◆ Records from a data source:
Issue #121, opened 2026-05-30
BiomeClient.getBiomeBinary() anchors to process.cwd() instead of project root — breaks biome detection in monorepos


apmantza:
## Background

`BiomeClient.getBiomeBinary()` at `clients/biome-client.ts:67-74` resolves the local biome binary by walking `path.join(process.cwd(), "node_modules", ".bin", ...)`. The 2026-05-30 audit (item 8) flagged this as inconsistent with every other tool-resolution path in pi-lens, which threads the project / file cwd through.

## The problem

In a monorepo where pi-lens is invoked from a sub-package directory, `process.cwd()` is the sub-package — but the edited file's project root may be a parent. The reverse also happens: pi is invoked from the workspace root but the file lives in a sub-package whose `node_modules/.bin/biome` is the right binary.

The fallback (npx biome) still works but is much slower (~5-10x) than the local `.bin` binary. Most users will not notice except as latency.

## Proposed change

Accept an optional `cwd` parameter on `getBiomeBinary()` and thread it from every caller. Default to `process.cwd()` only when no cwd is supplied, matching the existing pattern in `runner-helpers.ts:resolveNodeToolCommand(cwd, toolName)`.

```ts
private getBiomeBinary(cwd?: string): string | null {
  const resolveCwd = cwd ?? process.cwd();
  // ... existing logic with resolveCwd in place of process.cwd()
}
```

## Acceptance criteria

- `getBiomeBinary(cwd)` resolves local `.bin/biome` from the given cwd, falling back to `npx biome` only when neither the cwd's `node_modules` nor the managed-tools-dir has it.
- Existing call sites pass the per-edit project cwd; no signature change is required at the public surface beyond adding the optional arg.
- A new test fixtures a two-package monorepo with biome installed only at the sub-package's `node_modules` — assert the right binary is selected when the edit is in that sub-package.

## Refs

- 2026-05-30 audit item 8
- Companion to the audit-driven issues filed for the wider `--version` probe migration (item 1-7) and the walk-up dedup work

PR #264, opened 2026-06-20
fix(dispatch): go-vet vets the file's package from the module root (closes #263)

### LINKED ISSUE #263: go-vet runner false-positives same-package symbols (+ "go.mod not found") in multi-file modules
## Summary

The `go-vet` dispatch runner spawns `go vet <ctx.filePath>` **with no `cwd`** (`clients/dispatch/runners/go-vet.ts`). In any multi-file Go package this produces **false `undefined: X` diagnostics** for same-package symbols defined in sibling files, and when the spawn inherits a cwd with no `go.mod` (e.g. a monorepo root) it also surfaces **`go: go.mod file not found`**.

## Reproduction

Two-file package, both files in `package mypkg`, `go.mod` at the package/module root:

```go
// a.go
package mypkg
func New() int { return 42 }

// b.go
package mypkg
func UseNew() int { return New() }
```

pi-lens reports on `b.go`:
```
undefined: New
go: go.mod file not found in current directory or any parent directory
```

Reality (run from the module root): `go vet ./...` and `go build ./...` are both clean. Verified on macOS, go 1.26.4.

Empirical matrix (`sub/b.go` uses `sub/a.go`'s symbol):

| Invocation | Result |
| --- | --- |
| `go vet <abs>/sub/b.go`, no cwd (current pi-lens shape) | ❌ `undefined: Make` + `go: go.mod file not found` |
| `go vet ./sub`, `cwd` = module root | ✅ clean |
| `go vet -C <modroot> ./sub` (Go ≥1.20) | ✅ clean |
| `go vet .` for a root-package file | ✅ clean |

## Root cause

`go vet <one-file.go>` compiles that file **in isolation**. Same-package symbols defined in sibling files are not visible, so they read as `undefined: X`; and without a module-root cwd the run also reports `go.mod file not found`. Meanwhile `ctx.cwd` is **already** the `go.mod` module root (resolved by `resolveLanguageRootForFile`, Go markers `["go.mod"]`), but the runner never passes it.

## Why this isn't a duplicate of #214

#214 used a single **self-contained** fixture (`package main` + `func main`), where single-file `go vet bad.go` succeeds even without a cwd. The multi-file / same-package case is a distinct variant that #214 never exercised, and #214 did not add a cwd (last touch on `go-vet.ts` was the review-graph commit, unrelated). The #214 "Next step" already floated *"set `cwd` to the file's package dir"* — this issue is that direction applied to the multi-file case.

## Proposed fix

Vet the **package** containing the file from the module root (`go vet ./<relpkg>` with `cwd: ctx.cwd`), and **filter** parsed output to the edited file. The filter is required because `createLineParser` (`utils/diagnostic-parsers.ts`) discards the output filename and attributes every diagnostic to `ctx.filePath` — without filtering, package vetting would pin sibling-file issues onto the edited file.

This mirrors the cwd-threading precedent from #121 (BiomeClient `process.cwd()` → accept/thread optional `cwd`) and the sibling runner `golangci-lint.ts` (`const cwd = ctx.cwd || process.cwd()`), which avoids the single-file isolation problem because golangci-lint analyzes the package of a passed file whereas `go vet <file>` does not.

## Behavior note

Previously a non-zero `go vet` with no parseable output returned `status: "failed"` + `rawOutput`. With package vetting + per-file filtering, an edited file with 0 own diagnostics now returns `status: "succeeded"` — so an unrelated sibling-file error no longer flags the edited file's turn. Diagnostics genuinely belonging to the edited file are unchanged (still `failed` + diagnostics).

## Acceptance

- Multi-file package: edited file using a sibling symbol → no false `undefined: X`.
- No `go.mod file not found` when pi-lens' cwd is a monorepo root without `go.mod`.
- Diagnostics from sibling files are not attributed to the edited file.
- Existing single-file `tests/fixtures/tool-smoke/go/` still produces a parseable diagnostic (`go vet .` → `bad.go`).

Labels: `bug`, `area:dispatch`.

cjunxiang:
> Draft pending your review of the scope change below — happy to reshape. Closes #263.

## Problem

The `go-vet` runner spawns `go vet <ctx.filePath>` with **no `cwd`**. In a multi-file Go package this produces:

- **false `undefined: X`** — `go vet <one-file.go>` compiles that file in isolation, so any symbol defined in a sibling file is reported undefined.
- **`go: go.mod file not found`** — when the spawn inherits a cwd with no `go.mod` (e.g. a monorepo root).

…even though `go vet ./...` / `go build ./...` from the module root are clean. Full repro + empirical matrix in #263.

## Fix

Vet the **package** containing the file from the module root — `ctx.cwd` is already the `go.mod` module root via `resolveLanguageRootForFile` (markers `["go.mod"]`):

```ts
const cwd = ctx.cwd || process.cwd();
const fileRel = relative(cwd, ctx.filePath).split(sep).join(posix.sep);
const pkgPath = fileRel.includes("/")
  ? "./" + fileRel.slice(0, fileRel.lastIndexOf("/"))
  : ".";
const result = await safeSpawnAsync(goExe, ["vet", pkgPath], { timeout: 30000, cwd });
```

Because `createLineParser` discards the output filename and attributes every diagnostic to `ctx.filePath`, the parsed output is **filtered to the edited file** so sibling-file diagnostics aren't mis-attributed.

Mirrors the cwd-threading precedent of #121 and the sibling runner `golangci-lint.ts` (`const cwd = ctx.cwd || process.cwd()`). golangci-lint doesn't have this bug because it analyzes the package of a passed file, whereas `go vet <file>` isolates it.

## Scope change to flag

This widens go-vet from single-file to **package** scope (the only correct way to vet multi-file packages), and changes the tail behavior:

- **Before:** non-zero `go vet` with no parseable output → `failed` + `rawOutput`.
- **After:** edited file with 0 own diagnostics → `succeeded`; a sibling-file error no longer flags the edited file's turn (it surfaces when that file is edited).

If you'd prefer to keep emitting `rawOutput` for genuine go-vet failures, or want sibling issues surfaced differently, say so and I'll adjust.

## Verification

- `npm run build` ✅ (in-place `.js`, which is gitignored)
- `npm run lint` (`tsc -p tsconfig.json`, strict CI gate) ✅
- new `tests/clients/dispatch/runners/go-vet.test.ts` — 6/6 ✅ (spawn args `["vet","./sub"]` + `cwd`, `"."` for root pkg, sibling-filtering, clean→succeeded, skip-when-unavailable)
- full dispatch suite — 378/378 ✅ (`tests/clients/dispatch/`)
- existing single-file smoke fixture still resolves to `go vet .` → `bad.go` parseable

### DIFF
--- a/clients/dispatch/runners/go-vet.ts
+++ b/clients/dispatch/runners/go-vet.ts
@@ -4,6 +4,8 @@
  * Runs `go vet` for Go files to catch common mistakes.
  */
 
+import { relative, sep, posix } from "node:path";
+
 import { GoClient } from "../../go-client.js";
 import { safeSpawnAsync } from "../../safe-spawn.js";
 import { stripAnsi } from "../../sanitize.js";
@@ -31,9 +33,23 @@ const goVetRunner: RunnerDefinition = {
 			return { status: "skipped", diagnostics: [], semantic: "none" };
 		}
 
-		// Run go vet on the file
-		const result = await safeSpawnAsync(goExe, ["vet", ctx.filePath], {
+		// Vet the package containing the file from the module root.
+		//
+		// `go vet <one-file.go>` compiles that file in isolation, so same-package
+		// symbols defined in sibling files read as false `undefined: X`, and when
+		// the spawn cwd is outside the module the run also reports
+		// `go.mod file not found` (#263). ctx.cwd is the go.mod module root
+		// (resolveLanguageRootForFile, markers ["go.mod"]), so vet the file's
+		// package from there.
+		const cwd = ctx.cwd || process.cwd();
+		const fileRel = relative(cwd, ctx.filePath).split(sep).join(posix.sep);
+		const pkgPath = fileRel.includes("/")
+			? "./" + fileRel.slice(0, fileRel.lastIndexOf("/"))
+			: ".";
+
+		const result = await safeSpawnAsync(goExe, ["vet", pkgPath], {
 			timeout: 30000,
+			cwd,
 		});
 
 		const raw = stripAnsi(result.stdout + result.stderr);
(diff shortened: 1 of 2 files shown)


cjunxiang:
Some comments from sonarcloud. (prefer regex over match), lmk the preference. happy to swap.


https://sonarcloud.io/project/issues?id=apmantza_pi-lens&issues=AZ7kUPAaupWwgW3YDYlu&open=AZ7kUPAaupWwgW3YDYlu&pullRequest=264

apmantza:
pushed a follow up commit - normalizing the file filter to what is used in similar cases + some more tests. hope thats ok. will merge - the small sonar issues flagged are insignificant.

◆ ACTION ITEM:
From the data above, output only the lines between the line containing "never passes it." and the line containing "## Proposed fix", inclusive, exactly as written.

◆ OUTPUT OF THE EXERCISE:
`go vet <one-file.go>` compiles that file **in isolation**. Same-package symbols defined in sibling files are not visible, so they read as `undefined: X`; and without a module-root cwd the run also reports `go.mod file not found`. Meanwhile `ctx.cwd` is **already** the `go.mod` module root (resolved by `resolveLanguageRootForFile`, Go markers `["go.mod"]`), but the runner never passes it.

## Why this isn't a duplicate of #214

#214 used a single **self-contained** fixture (`package main` + `func main`), where single-file `go vet bad.go` succeeds even without a cwd. The multi-file / same-package case is a distinct variant that #214 never exercised, and #214 did not add a cwd (last touch on `go-vet.ts` was the review-graph commit, unrelated). The #214 "Next step" already floated *"set `cwd` to the file's package dir"* — this issue is that direction applied to the multi-file case.

## Proposed fix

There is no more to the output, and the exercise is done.